▸ **WHAT TO PRODUCE**: Find the number of lines containing the string "codes" in the data. Answer with the number by itself.

▸ **RECORDS FOR THE TASK**:
Issue #4472, opened 2020-03-09
[Refactor] E2E test framework


kezhenxu94:
According to the feedbacks from our developers, committers and PMCs, especially from @JaredTan95 , the E2E framework is rather unfriendly to our contributors, especially new contributors, therefore I'm refactoring the E2E test framework, the goals are:

- more debuggable, locally, in IDE

- more intuitive, adopt well known technologies to let people get started more quickly

- less verbose/duplicated codes

I've had a runnable version and may need some time to refactor the remains test cases, hope it would be ready soon, anyone who has more ideas about how the new E2E tests should work (friendly), please let me know

wu-sheng:
I think debug in IDE is the key.

PR #4483, opened 2020-03-10
[BugFix] Docker InfluxDB cannot be enabled

kezhenxu94:
### Motivation:

This patch fixes the bug that there's no chance to enable the InfluxDB storage in docker container.

### Modifications:

Generate InfluxDB configuration section to enable it.

### Result:

Users can enable InfluxDB by specifying SW_STORAGE=influxdb

PR #4510, opened 2020-03-14
Rewrite the E2E test framework and tests

kezhenxu94:
Motivation:

According the feedback from the community, the e2e tests are hard for
them to understand and get them started, so this pull request aims to
rewrite the e2e tests with some improvements:

- debuggable locally, now you can run every individual case directly
inside the IDE, just like running a plain unit test.

- same functionalities of multiple counterparts share the same codes,
cases like different storages and cluster coordinators share the same
codes, easy to add more similar cases.

- the "end" now extends to the Doccker images, meaning that some bugs
like #4483 and #4471 can be more easily and early to be discovered.

- codes style and license headers are checked

Modifications:

- adopt jupeter (a.k.a junit 5), testcontainers as the new test
framework, all containers are orchestrated by docker-compose.yml,
well-known technology that developers should be familiar with.

- rewrite all test cases and verify them.

- reorganize the workflows in GitHub Actions.

Result:

- new e2e test should be easy to add.

- closes https://github.com/apache/skywalking/issues/4472


kezhenxu94:
It's hard to review the diff, so just checkout the branch locally and review the final codes

wu-sheng:
You need to keep name same, especially all CI required tasks. Otherwise, this can't be merged.

.github/workflows/e2e.yaml
```diff
@@ -24,125 +24,97 @@ on:
...
-        run: export E2E_VERSION=jdk12-1.5 && bash -x test/e2e/run.sh e2e-single-service
-      - name: Agent Reboot Tests(JDK8)
-        run: export E2E_VERSION=jdk8-1.5 && bash -x test/e2e/run.sh e2e-agent-reboot
-      - name: Agent Auth Tests(JDK8)
-        run: export E2E_VERSION=jdk8-1.5 && bash -x test/e2e/run.sh e2e-agent-auth
+      - name: Checkstyle
+        run: ./mvnw --batch-mode -f test/e2e/pom.xml -DskipTests checkstyle:check
 
-  Cluster:
+  FeaturesGroup1:
```
wu-sheng: Once this name changed, we are facing the awkward situation. The PR can't be merged as we set that by the INFRA team. Could we consider to change it back?

test/e2e/e2e-data/src/main/resources/profiledSegment.gql
```diff
@@ -1,10 +1,9 @@
...
-# regarding copyright ownership.  The ASF licenses this file
-# to you under the Apache License, Version 2.0 (the
-# "License"); you may not use this file except in compliance
-# with the License.  You may obtain a copy of the License at
+# Licensed to the Apache Software Foundation (ASF) under one or more
+# contributor license agreements.  See the NOTICE file distributed with
+# this work for additional information regarding copyright ownership.
+# The ASF licenses this file to You under the Apache License, Version 2.0
+# (the "License"); you may not use this file except in compliance with
+# the License.  You may obtain a copy of the License at
```
wu-sheng: You are changing the header format, why?

kezhenxu94: > You are changing the header format, why?

The license headers in such kind of files are checked by Checkstyle plugin, by matching regular expression, so, have to

wu-sheng:
What are these? Some mistakes?

image

.github/workflows/e2e.yaml
kezhenxu94: > Once this name changed, we are facing the awkward situation. The PR can't be merged as we set that by the INFRA team. Could we consider to change it back?

I begin to use matrix builds, so even I change back to `Single` or `Cluster`, the names are still not the same as before, besides, the original name is rather vague, and we could make it more clear, if you agree, I can open a ticket to ask the infra team for the help, to change the required statuses

wu-sheng: I am OK to change. Just we need
1. A consensus  about the task lists 
1. Your PR passed and ready to be merged immediately. 

We could request the INFRA. Because otherwise, we can’t merge any PR if INFRA changed that before this is ready.

wu-sheng:
#4470 merged, so you are facing conflicts, please add this case in here too.

kezhenxu94:
@wu-sheng this pull request is ready IMO, and I add it back to 7.0.0, please review and let me know if it's possible to included in 7.0.0

wu-sheng:
Once this PR merged, please send the notification mails to
1. Release vote as a verified result
1. Juan Pan about the update
1. Separated notification mail about the e2e framework changed totally.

▸ **SOLUTION TO THIS PROBLEM**: 5